WHAT THIS TASK INVOLVES
Copy out the entries below precisely; nothing is to be omitted.

Stored data entries
· · ·

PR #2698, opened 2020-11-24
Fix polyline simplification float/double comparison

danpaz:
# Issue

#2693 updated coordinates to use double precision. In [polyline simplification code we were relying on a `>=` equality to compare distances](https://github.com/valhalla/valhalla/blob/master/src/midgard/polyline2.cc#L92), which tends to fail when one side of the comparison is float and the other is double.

· · ·

ANSWER SECTION
PR #2698, opened 2020-11-24
Fix polyline simplification float/double comparison

danpaz:
# Issue

#2693 updated coordinates to use double precision. In [polyline simplification code we were relying on a `>=` equality to compare distances](https://github.com/valhalla/valhalla/blob/master/src/midgard/polyline2.cc#L92), which tends to fail when one side of the comparison is float and the other is double.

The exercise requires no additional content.